It was encouraging to observe that most of the overall Pakistani population (95%) had good practices and positive attitudes toward the COVID-19 preventive measures despite having low knowledge in the majority of the population. Only two thirds of the study participants had adequate knowledge of COVID-19, reflecting a good understanding of the information available in literature and media. However, in contrast to our results, a previous study conducted at Lahore reported that COVID-19 preventive practices were not adequate in the Lahore population despite having higher knowledge and attitude scores than our studied population (6). In the current study, data were collected from multiple sites in Pakistan, so we get overall good proactive practices than the previous study, which was conducted in a single city.

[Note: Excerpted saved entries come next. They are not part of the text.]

PR #1003, opened 2024-04-16
Create separate receptorctl workflows with matrices

oraNod:
This PR makes a number of changes:

- Add separate receptorctl and lint-receptorctl workflows that the pull request workflow calls. This provides a bit more granularity so it's easier to update and reuse workflows.
- Adds a nox session to create the `receptorctl/.VERSION` file so there is no need to call the makefile to run the receptorctl tests and lint sessions. It's probably better to call nox directly than to do makefile > noxfile.
- Adds python version and session matrices to the receptorctl workflows, which ensures the correct version of Python is used for each step. This also makes it easier to add and update steps, for instance we could potentially add isort to the lint matrix.


.github/workflows/pull_request.yml
```diff
@@ -4,6 +4,9 @@ name: CI
 on:  # yamllint disable-line rule:truthy
   pull_request:  # yamllint disable-line rule:empty-values
 
+env:
+  PYTHON_MATRIX: "3.8, 3.9, 3.10, 3.11"
```
webknjaz: Nit: it seems like the strings are quoted explicitly only in places where there's ambiguous floats. All other places don't add quotes unnecessarily, which happens to be what I prefer as well. How about making this more consistent with the style around?
```suggestion
  PYTHON_MATRIX: 3.8, 3.9, 3.10, 3.11
```

.github/workflows/receptorctl.yml
webknjaz, line 1: I recommend prefixing all the reusable "modules" that only have a `workflow_call` trigger set with `reusable-`. This allows distinguishing the workflow types that can be included in others from the rest.

.github/workflows/reusable_receptorctl_tests.yml
```diff
@@ -0,0 +1,47 @@
...
+
+    - name: Setup nox
+      uses: wntrblm/nox@2024.04.15
+      with:
+        python-versions: "${{ matrix.python-version }}"
+
+    - name: "Run receptorctl nox ${{ matrix.session }} session"
+      run: |
+        nox -s "${{ matrix.session }}"
+      working-directory: ./receptorctl
```
webknjaz: This seems like a lot of duplication. How about
```suggestion
        matrix:
          python-version:
          # NOTE: The highest and the lowest versions come
          # NOTE: first as their statuses are most likely to
          # NOTE: signal problems early
          - 3.11
          - 3.8
          - >-
            3.10
          - 3.9

    env:
      NOXSESSION: tests-${{ matrix.python-version }}

    name: >-  # can't use `env` in this context:
      Run `receptorctl` tests-${{ matrix.python-version }} session

    steps:
    - name: Download the `receptor` binary
      uses: actions/download-artifact@v4
      with:
        name: receptor
        path: /usr/local/bin/

    - name: Set executable bit on the `receptor` binary
      run: sudo chmod a+x /usr/local/bin/receptor

    - name: Set up nox
      uses: wntrblm/nox@2024.04.15
      with:
        python-versions: ${{ matrix.python-version }}

    - name: Check out the source code from Git
      uses: actions/checkout@v4
      with:
        fetch-depth: 0
        sparse-checkout: receptorctl

    - name: Run `receptorctl` nox ${{ env.NOXSESSION }} session
      run: |
        nox
      working-directory: ./receptorctl
```
?

I've reshuffled a few things there, keeping more heavy operations at the end. Prioritizing the supported Python range boundaries to run first and reducing the portion of the Git tree being downloaded. I also made the quoting more consistent.

Let's try it out.

receptorctl/noxfile.py
```diff
@@ -28,12 +29,44 @@ def install(session: nox.Session, *args, req: str, **kwargs):
...
+            "git", "describe", "--tags", "--always", silent=True, external=True
+        )
+        rev = session.run(
+            "git", "rev-parse", "--short", "HEAD", silent=True, external=True
+        )
+        version = tag.split("-")[0] + "+" + rev
+
+    f = open(".VERSION", "w")
+    f.write(version)
+    f.close()
```
webknjaz: It's safer to use a context manager with resources. So it'd be
```suggestion
    with open(".VERSION", "w") as f:
        f.write(version)
```

However, it's even better to use the higher-level APIs that hide all the complexity away:
```suggestion
    Path(".VERSION").write_text(version)
```

receptorctl/noxfile.py
```diff
@@ -28,12 +29,42 @@ def install(session: nox.Session, *args, req: str, **kwargs):
...
+    Path(".VERSION").write_text(version)
+
+
 @nox.session(python=python_versions)
 def tests(session: nox.Session):
     """
     Run receptorctl tests
     """
     install(session, req="tests")
+    version(session)
```
webknjaz, line 70: It doesn't look like this file is even used anywhere. And it's calculated from Git, calling subprocesses on every session in the matrix.
Why do you need it? Are you sure you want it as a part of the PR that simply changes the CI?

receptorctl/noxfile.py
oraNod: Ah, I actually did use the context manager with resources initially but changed it because I thought maybe it was overly complex.

Did not know about `write_text()`, awesome.

receptorctl/noxfile.py
```diff
@@ -28,12 +29,42 @@ def install(session: nox.Session, *args, req: str, **kwargs):
...
+    Create a .VERSION file.
+    """
+    try:
+        official_version = session.run(
+            "git",
+            "describe",
+            "--exact-match",
+            "--tags",
+            external=True,
+            stderr=open(os.devnull, "w"),
```
webknjaz: The `open()` call returns a file descriptor and leaves it open. So I'd expect it to leave an hanging unclosed resource in memory since you don't call `.close()` on that object, nor do you use a context manager that would do it for you.

Moreover, it's customary to pass the built-in `subprocess.DEVNULL` constant to `subprocess.run()` calls which nox's helper is supposed to use under the hood.

.github/workflows/reusable_receptorctl_tests.yml
```diff
@@ -0,0 +1,54 @@
...
+          # NOTE: first as their statuses are most likely to
+          # NOTE: signal problems early
+          - 3.11
+          - 3.8
+          - >-
+            3.10
+          - 3.9
+
+    env:
+      NOXSESSION: tests-${{ matrix.python-version }}
```
oraNod: @webknjaz I see this now. For whatever reason it didn't click from looking at the cherrypy workflow and I was beating myself up trying to get all the sessions to run. Thanks!

.github/workflows/reusable_receptorctl_tests.yml
```diff
@@ -0,0 +1,54 @@
...
+        matrix:
+          python-version:
+          # NOTE: The highest and the lowest versions come
+          # NOTE: first as their statuses are most likely to
+          # NOTE: signal problems early
+          - 3.11
+          - 3.8
+          - >-
+            3.10
+          - 3.9
```
webknjaz: I added a nested matrix by accident the the previous snippet. This should fix it.
```suggestion
        python-version:
        # NOTE: The highest and the lowest versions come
        # NOTE: first as their statuses are most likely to
        # NOTE: signal problems early:
        - 3.11
        - 3.8
        - >-
          3.10
        - 3.9
```

.github/workflows/reusable_receptorctl_tests.yml
webknjaz: Yeah, I had to check the nox's docs to see their env var naming scheme.

receptorctl/noxfile.py
oraNod: The tests sessions fail without it. I was attempting to avoid the need to call nox from the makefile so CI can call nox directly.

In the makefile the file is created here: https://github.com/ansible/receptor/blob/dd4efd9a0b703d8cf975bcf0a3d9af5f21acfdf0/Makefile#L3

And then it gets used for receptorctl targets like this one: https://github.com/ansible/receptor/blob/dd4efd9a0b703d8cf975bcf0a3d9af5f21acfdf0/Makefile#L91

.github/workflows/reusable_receptorctl_checks.yml
```diff
@@ -0,0 +1,34 @@
...
+
+    - name: Setup nox
+      uses: wntrblm/nox@2024.04.15
+      with:
+        python-versions: "${{ matrix.python-version }}"
+
+    - name: "Run receptorctl nox ${{ matrix.session }} session"
+      run: |
+        nox -s "${{ matrix.session }}"
+      working-directory: ./receptorctl
```
webknjaz: Let's reshuffle this for consistency with the other workflow:
```suggestion
    env:
      NOXSESSION: ${{ matrix.session }}

    name: >- # can't use `env` in this context:
      Run `receptorctl` ${{ matrix.session }} session

    steps:
    - name: Set up nox
      uses: wntrblm/nox@2024.04.15
      with:
        python-versions: ${{ matrix.python-version }}

    - name: Check out the source code from Git
      uses: actions/checkout@v4
      with:
        fetch-depth: 0
        sparse-checkout: receptorctl

    - name: >-
        Run `receptorctl` ${{ env.NOXSESSION }} session
      run: |
        nox
      working-directory: ./receptorctl
```

receptorctl/noxfile.py
oraNod: Well spotted. Yeah that's my bad that I didn't call `.close()` and should have caught that.

Thinking about it now, the purpose was to suppress the `fatal:` message when `--exact-match` was not found, as it is done in the makefile. Although I did print a message that the closest annotated tag was being used instead so maybe we just keep them both so it's more informative?

.github/workflows/reusable_receptorctl_tests.yml
```diff
@@ -0,0 +1,53 @@
...
+        # NOTE: first as their statuses are most likely to
+        # NOTE: signal problems early:
+        - 3.11
+        - 3.8
+        - >-
+          3.10
+        - 3.9
+
+    env:
+      NOXSESSION: tests-${{ matrix.python-version }}
```
webknjaz:
```suggestion
      FORCE_COLOR: 1
      NOXSESSION: tests-${{ matrix.python-version }}
```

.github/workflows/reusable_receptorctl_tests.yml
```diff
@@ -0,0 +1,53 @@
...
+    - name: Check out the source code from Git
+      uses: actions/checkout@v4
+      with:
+        fetch-depth: 0
+        sparse-checkout: receptorctl
+
+    - name: Run `receptorctl` nox ${{ env.NOXSESSION }} session
+      run: |
+        nox
+      working-directory: ./receptorctl
```
webknjaz: Let's separate provisioning from testing:
```suggestion
    - name: Provision nox environment for ${{ env.NOXSESSION }}
      run: nox --install-only
      working-directory: ./receptorctl
    - name: Run `receptorctl` nox ${{ env.NOXSESSION }} session
      run: nox
      working-directory: ./receptorctl
```

.github/workflows/reusable_receptorctl_tests.yml
```diff
@@ -0,0 +1,54 @@
...
+        # NOTE: first as their statuses are most likely to
+        # NOTE: signal problems early:
+        - 3.11
+        - 3.8
+        - >-
+          3.10
+        - 3.9
+
+    env:
+      FORCE_COLOR: 1
```
webknjaz: This one should colorize the output, which makes the CI log nicer. But I recommend playing with the rest of vars from https://github.com/ansible/pylibssh/blob/57e2802/.github/workflows/ci-cd.yml#L68-L73 / https://github.com/cherrypy/cheroot/blob/3591a1c/.github/workflows/ci-cd.yml#L61-L67 to see if there's more improvements from other vars. I know that there's a separate one for pre-commit, for example.

receptorctl/noxfile.py
webknjaz: Oh, I see. Then, I'd move this in-memory, into the pytest runs through its hooks. But maybe, later.

receptorctl/noxfile.py
webknjaz: You can't call `.close()` if you don't save the file descriptor to memory...

.github/workflows/reusable_receptorctl_tests.yml
oraNod: @webknjaz Not sure why we need to do this. And it looks like the sessions are failing now during provisioning.

receptorctl/noxfile.py
```diff
@@ -28,12 +29,41 @@ def install(session: nox.Session, *args, req: str, **kwargs):
     session.install("-r", requirements_directory / f"{req}.in", *args, **kwargs)
 
 
+def version(session: nox.Session):
+    """
+    Create a .VERSION file.
+    """
+    try:
+        official_version = session.run(
```
webknjaz:
```suggestion
        official_version = session.run_install(
```

receptorctl/noxfile.py
```diff
@@ -28,12 +29,41 @@ def install(session: nox.Session, *args, req: str, **kwargs):
...
+            "describe",
+            "--exact-match",
+            "--tags",
+            external=True,
+        )
+    except nox.command.CommandFailed:
+        official_version = None
+
+    if not official_version:
+        tag = session.run(
```
webknjaz:
```suggestion
        tag = session.run_install(
```

receptorctl/noxfile.py
```diff
@@ -28,12 +29,41 @@ def install(session: nox.Session, *args, req: str, **kwargs):
...
+            "git", "describe", "--tags", "--always", silent=True, external=True
+        )
+        rev = session.run(
```
webknjaz:
```suggestion
        rev = session.run_install(
```

.github/workflows/reusable_receptorctl_tests.yml
```diff
@@ -0,0 +1,56 @@
...
+      uses: actions/checkout@v4
+      with:
+        fetch-depth: 0
+        sparse-checkout: receptorctl
+
+    - name: Provision nox environment for ${{ env.NOXSESSION }}
+      run: nox --install-only
+      working-directory: ./receptorctl
+    - name: Run `receptorctl` nox ${{ env.NOXSESSION }} session
+      run: nox
```
webknjaz:
```suggestion
      run: nox --no-install
```

webknjaz (commented):
Let's try this: https://nox.thea.codes/en/stable/config.html#nox.sessions.Session.run_install.

*(because `session.run()` seems to return early and give us a `None` under `--no-install`; ref: https://nox.thea.codes/en/stable/usage.html#re-using-virtualenvs)*

webknjaz:
Additionally, having https://github.com/marketplace/actions/alls-green integrated would help with setting up a unified gate for branch protection. But that should probably be separate.

.github/workflows/reusable_receptorctl_tests.yml
webknjaz: It's needed to visualize failures of provisioning vs. failures of actual tests more clearly. I've suggested a fix already: https://github.com/ansible/receptor/pull/1003#pullrequestreview-2009328302.

oraNod:
> Additionally, having https://github.com/marketplace/actions/alls-green integrated would help with setting up a unified gate for branch protection. But that should probably be separate.

Reminds me I still need to integrate that in the ansible-documentation repo.

receptorctl/noxfile.py
oraNod: Hmm. I see what you mean. I wonder if it's better to do that now or later. @thom-at-redhat What do you think?

receptorctl/noxfile.py
oraNod: Hey @webknjaz could you take another look at this please? I've updated in an attempt to improve this and would appreciate some feedback. Thanks.

receptorctl/noxfile.py
thom-at-redhat: I would say later, in a follow-on PR

.github/workflows/reusable_receptorctl_tests.yml
thom-at-redhat: I like the idea of standardizing our approach

.github/workflows/reusable_receptorctl_tests.yml
```diff
@@ -0,0 +1,56 @@
...
+
+    - name: Set up nox
+      uses: wntrblm/nox@2024.04.15
+      with:
+        python-versions: ${{ matrix.python-version }}
+
+    - name: Check out the source code from Git
+      uses: actions/checkout@v4
+      with:
+        fetch-depth: 0
```
webknjaz: It just occurred to me that this might not be needed and I was about to suggest deleting this setting. Then I remembered there was something relying on Git in the noxfile... So this confusion with a setting needed in a place disconnected from the rest of the context calls for a code comment with a note:
```suggestion
        fetch-depth: 0  # Needed for the automation in Nox to find the last tag
```

*(copy it to the other workflow too?)*

receptorctl/noxfile.py
```diff
@@ -28,12 +29,47 @@ def install(session: nox.Session, *args, req: str, **kwargs):
...
+    """
+    with open(os.devnull, "w") as devnull:
+        try:
+            official_version = session.run_install(
+                "git",
+                "describe",
+                "--exact-match",
+                "--tags",
+                external=True,
+                stderr=devnull,
```
webknjaz: Have you tried `subprocess.DEVNULL` which is what's customary to use with `subprocess.run()`? Accessing `os.devnull` seems like a low-level *NIX-only hack that I'd avoid.

.github/workflows/reusable_receptorctl_checks.yml
```diff
@@ -0,0 +1,41 @@
...
+    steps:
+    - name: Set up nox
+      uses: wntrblm/nox@2024.04.15
+      with:
+        python-versions: ${{ matrix.python-version }}
+
+    - name: Check out the source code from Git
+      uses: actions/checkout@v4
+      with:
+        fetch-depth: 0
```
webknjaz: Is this even needed for linters?
```suggestion
```

.github/workflows/pull_request.yml
```diff
@@ -100,29 +86,10 @@ jobs:
...
-        run: sudo chmod a+x /usr/local/bin/receptor
-
-      - name: Setup nox
-        uses: wntrblm/nox@2024.04.15
-
-      - name: Run receptorctl tests
-        run: make receptorctl-test
+    uses: ./.github/workflows/reusable_receptorctl_tests.yml
+  lint-receptorctl:
+    uses: ./.github/workflows/reusable_receptorctl_checks.yml
```
webknjaz: So I've been staring at this for a while and couldn't understand why I had a feeling of a déjà vu.. I realized that I solved this much duplication in the past [elsewhere](https://github.com/aio-libs/frozenlist/blob/8c15ec9/.github/workflows/ci-cd.yml#L126-L157). I moved the matrixes out of the reusable workflow, which allowed me to have a single workflow called twice with different matrices. Here, it'd look as follows:
```suggestion
    strategy:
      fail-fast: false
      matrix:
        python-version:
        # NOTE: The highest and the lowest versions come
        # NOTE: first as their statuses are most likely to
        # NOTE: signal problems early:
        - 3.11
        - 3.8
        - >-
          3.10
        - 3.9
    uses: ./.github/workflows/reusable-nox.yml
    with:
      python-version: ${{ matrix.python-version }}
      session: tests-${{ matrix.python-version }}

  lint-receptorctl:
    strategy:
      fail-fast: false
      matrix:
        session:
        - check_style
        - check_format
    uses: ./.github/workflows/reusable-nox.yml
    with:
      python-version: 3.11
      session: ${{ matrix.session }}
```

And the, in `reusable-nox.yml`, you'd have to declare `inputs:` with entries for the Python version and session, remove the matrix definition from the workflow job, and reference the passed data via `${{ inputs }}`. Then, you could reuse this for the tests too, you'd just need to make normalization of how the inputs are used a bit more dynamic inside the reusable workflow.

receptorctl/noxfile.py
oraNod: argh, I think I'm making you repeat yourself as this was mentioned in the previous comment. thanks for catching it, again... maybe I just got fixated, which I tend to do.

webknjaz: No worries! It needs to be tested, though. Since nox's API is a wrapper around subprocess so I don't know how it'll behave..

webknjaz: Oh, and have you considered using `silent=True` instead? https://nox.thea.codes/en/stable/config.html#nox.sessions.Session.run suggests that it suppresses any output unless the command fails which seems useful.

.github/workflows/reusable_receptorctl_checks.yml
oraNod: good call. probably not.

receptorctl/noxfile.py
oraNod: thanks! yes, `subprocess.DEVNULL` seems to work as expected and is a lot simpler than that hack I cobbled together.

I had `silent=True` included but the output is a `fatal` message and the command fails so I guess it doesn't really fit a need.

webknjaz (approved):

thom-at-redhat (approved):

Studies conducted in China and Jordan had reported similar scores concerning attitudes and practices regarding COVID-19 in their studied population, as reported by the current study (13, 18). Contrary to our results study from Uganda, they have reported negative attitudes toward COVID-19, and only 70% of the participants of their study had good practices toward COVID-19 (9). Literature, however, supports that medical students in Pakistan, especially females and senior year scholars, exhibited the anticipated levels of knowledge and were keen to depict attitudes and preventive measures toward COVID-19 (20).

The fatalities of SARS-CoV-2 are increasing day by day, severely damaging the country's economy and affecting people's psychology (21). A recent study about the COVID-19 vaccine trends showed that enormous literature is being published about the COVID-19 vaccine and COVID-19 is the priority of most scientists, academics, and institutes, with a strong interest in care and vaccine production. The safest option is to get vaccinated (22).

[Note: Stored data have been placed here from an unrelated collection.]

PR #1004, opened 2024-04-16
Add missing workstate

thom-at-redhat:


AaronH88 (approved):
lgtm

Please rebase and we should be good

PR #1009, opened 2024-04-18
Receptorctl: pip compile with python 3.11

oraNod:
Follows up on #1002 and changes the Python version used to pip-compile requirements to 3.11. This PR also updates the version in the header of the requirements.txt files so that Dependabot uses the matching version when bumping dependencies.


oraNod:
@thom-at-redhat Hi, could you please take a look? Python 3.11 seems like a reasonable choice given it is the latest version from the matrix. However maybe we should use a lower version?

thom-at-redhat:
Yes, this seems right.  Nice work!

thom-at-redhat (approved):

PR #1010, opened 2024-04-18
Add nox to receptor_python_worker

thom-at-redhat:


.github/workflows/pull_request.yml
```diff
@@ -221,3 +226,50 @@ jobs:
...
+        working-directory: ./receptor-python-worker
+
+      - name: Upload coverage reports to Codecov
+        uses: codecov/codecov-action@v4
+        with:
+          directory: receptor-python-worker
+          files: receptor-python-worker_coverage.xml
+          fail_ci_if_error: true
+          token: ${{ secrets.CODECOV_TOKEN }}
+          verbose: true
```
webknjaz: I suggest reusing `.github/workflows/reusable-nox.yml` just like #1003 did. Its steps aren't a 100% match, but you can copy the coverage one there and make it conditional. You'll likely need to add an extra input for toggling it. And declare a secret, and pass it there. You'll also need a new input for customizing the working directory. Nothing more should be necessary.

packaging/container/Dockerfile
```diff
@@ -26,7 +26,7 @@ RUN dnf -y update && \
     dnf clean all && \
     pip3.11 install --no-cache-dir wheel && \
```
webknjaz, line 27: *(probably not exactly related to this PR, but still worth noting)*

Why do you need `wheel` here, by the way? It shouldn't be necessary to use it directly because PEP 517 ephemeral build envs would use their own copy. Besides, it's moved into `setuptools` just last week.

receptor-python-worker/.coveragerc
```diff
@@ -0,0 +1,3 @@
+[run]
+omit = 
+    tests/*
```
webknjaz: FYI, the best practice is to measure the coverage in test files. Moreover, it should be 100% at all times — otherwise, there'll be dead tests that never run.

https://nedbatchelder.com/blog/202008/you_should_include_your_tests_in_coverage.html

receptor-python-worker/setup.cfg
```diff
@@ -1,5 +1,5 @@
 [metadata]
-name = receptor-python-worker
+name = receptor_python_worker
```
webknjaz, line 2: Why do you want to change it? It's usually good to keep the project name separate from the importable name.

receptor-python-worker/tests/test_receptor_python_worker.py
```diff
@@ -0,0 +1,9 @@
+import pytest
+import receptor_python_worker
+
+
+class TestRun:
+    def test_run(self):
+        with pytest.raises(SystemExit) as e:
```
webknjaz, line 7: nit: the best practice when using `pytest.raises()` and similar is to always provide a `match=` argument with a regex.
`flake8-pytest-style` can help you lint this.

receptor-python-worker/tests/test_receptor_python_worker.py
```diff
@@ -0,0 +1,9 @@
...
+            receptor_python_worker.work.run()
+        assert e.type == SystemExit, f"Unknown exception: '{e.type}'"
```
webknjaz, line 9: Do you want to exclude subclasses?

receptor-python-worker/tests/test_receptor_python_worker.py
```diff
@@ -0,0 +1,9 @@
+import pytest
+import receptor_python_worker
+
+
+class TestRun:
```
webknjaz, line 5: In general, when using `pytest`, classes are overkill. You already have regular modules to namespace different tests. So unless there's a good reason, I tend to just use simple functions.

receptor-python-worker/tests/__init__.py
```diff
@@ -0,0 +1,3 @@
+import os
+
+test_dir = os.path.dirname(os.path.realpath(__file__))
```
webknjaz, line 3: Is this needed for Python 2 compat? If not — use `pathlib.Path` internally. Also, having `__init__.py` in the test dir changes how `pytest` treats things. It's usually discouraged. And common helpers and configurations would go into `conftest.py` instead.

receptor-python-worker/receptor_python_worker/work.py
```diff
@@ -5,7 +5,7 @@
 import queue
 from pathlib import Path
 import json
-import pkg_resources
+import importlib.metadata
```
webknjaz, line 8: Changing this is not enough. There's code in this file that still calls `pkg_resources` — it will fail with `NameError` until fixed to make new calls.

receptor-python-worker/pyproject.toml
```diff
@@ -1,3 +1,20 @@
...
+description = "The receptor-python-worker command is called by Receptor to supervise the operation of a Python worker plugin."
+dynamic = [
+    "dependencies",
+    "scripts",
+    "version"
+]
+name = "receptor-python-worker"
+
+[project.optional-dependencies]
+dev = [
```
webknjaz, line 20: FWIW, extras is not the best place to put contributor-facing deps. Extras are public API for the end-users. Do you want to expose `pip install receptor-python-worker[dev]` to every arbitrary person on the internet?
Perhaps, when the dependency groups PEP is accepted, this config file will be usable for this dep category, but not today. Today, it's best to describe your dev env as a set of requirements outside the package metadata.

receptor-python-worker/setup.cfg
webknjaz: I also noticed it diverges from the mirror setting in `pyproject.toml`.
```suggestion
name = receptor-python-worker
```

receptorctl/pyproject.toml
```diff
@@ -2,5 +2,23 @@
 requires = ["setuptools"]
 build-backend = "setuptools.build_meta"
 
+[project]
```
webknjaz, line 5: FYI, I saw that using PEP 621 `[project]` table together with `setup.cfg` may result in rather surprising behaviors, so it's best to use just one place for the metadata.

receptor-python-worker/pyproject.toml
```diff
@@ -1,3 +1,20 @@
...
+]
+description = "The receptor-python-worker command is called by Receptor to supervise the operation of a Python worker plugin."
+dynamic = [
+    "dependencies",
+    "scripts",
+    "version"
+]
+name = "receptor-python-worker"
+
+[project.optional-dependencies]
```
webknjaz, line 19: By the way, this is another thing that diverges from the metadata in `setup.cfg`. It'll probably be hard to keep both in sync and make sure that `setuptools` behaves correctly across its versions.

The current study identified gaps in particular aspects of knowledge that should be concentrated on in the future. Less knowledge in our majority of the population may be due to the use of less credible information sources, and that needs to be addressed urgently. The current study recommends that the health ministry should arrange awareness and educational campaigns to promote precautionary and preventive measures in COVID-19 to reduce this health challenge in Pakistan.

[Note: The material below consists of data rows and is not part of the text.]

PR #1025, opened 2024-05-02
Add receptorctl coverage reporting

thom-at-redhat:


.github/workflows/pull_request.yml
```diff
@@ -85,39 +91,41 @@ jobs:
...
       matrix:
         session:
-        - check_style
-        - check_format
+          - check_style
+          - check_format
     uses: ./.github/workflows/reusable-nox.yml
     with:
-      python-version: 3.11
+      python-version: '3.11'
```
matoval, line 126: Should this use DESIRED_PYTHON_VERSION?

matoval (commented):
Looks good, just have one question

.github/workflows/pull_request.yml
thom-at-redhat: I would like to, there was an issue which will be addressed after this PR

matoval (approved):

PR #1039, opened 2024-05-15
Fix makefile targets so version files are properly created

thom-at-redhat:


shanemcd:
This seems like you might just be debugging something? Please open PRs like this against your own fork, to keep the notification spam down.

To halt the pandemic, the government must launch movements to curb its deleterious effects. There is a dire need to implement continuous monitoring and awareness campaigns at community level to sensitize the general public regarding precautionary measures like wearing masks, frequent hand washing, and social distancing. Mass media campaigns, awareness lectures at educational institutions, and health promotion programs to promote healthy recommendations in rural and urban areas that dispel misinformation and myths are a way forward.

Limitations

It was an online survey; since it was put out on social media, there are undoubtedly many people in Pakistan who could not see or even had access to it. Unintentionally, we ignored the perception of those people who do not use the Internet or social media. Moreover, the responses depended on honesty and were affected by the ability to recall; therefore, they may be susceptible to bias recall. However, this study took into account a large sample to determine the level of KAP of Pakistani citizens regarding COVID-19.

Conclusion

The Pakistani general population has overall positive attitudes and proactive practices against the COVID-19 outbreak; however, their knowledge concerning this issue is inadequate. Essential information sources were SM, TV, and radio. It reflects that these platforms play a crucial role in educating the Pakistani population.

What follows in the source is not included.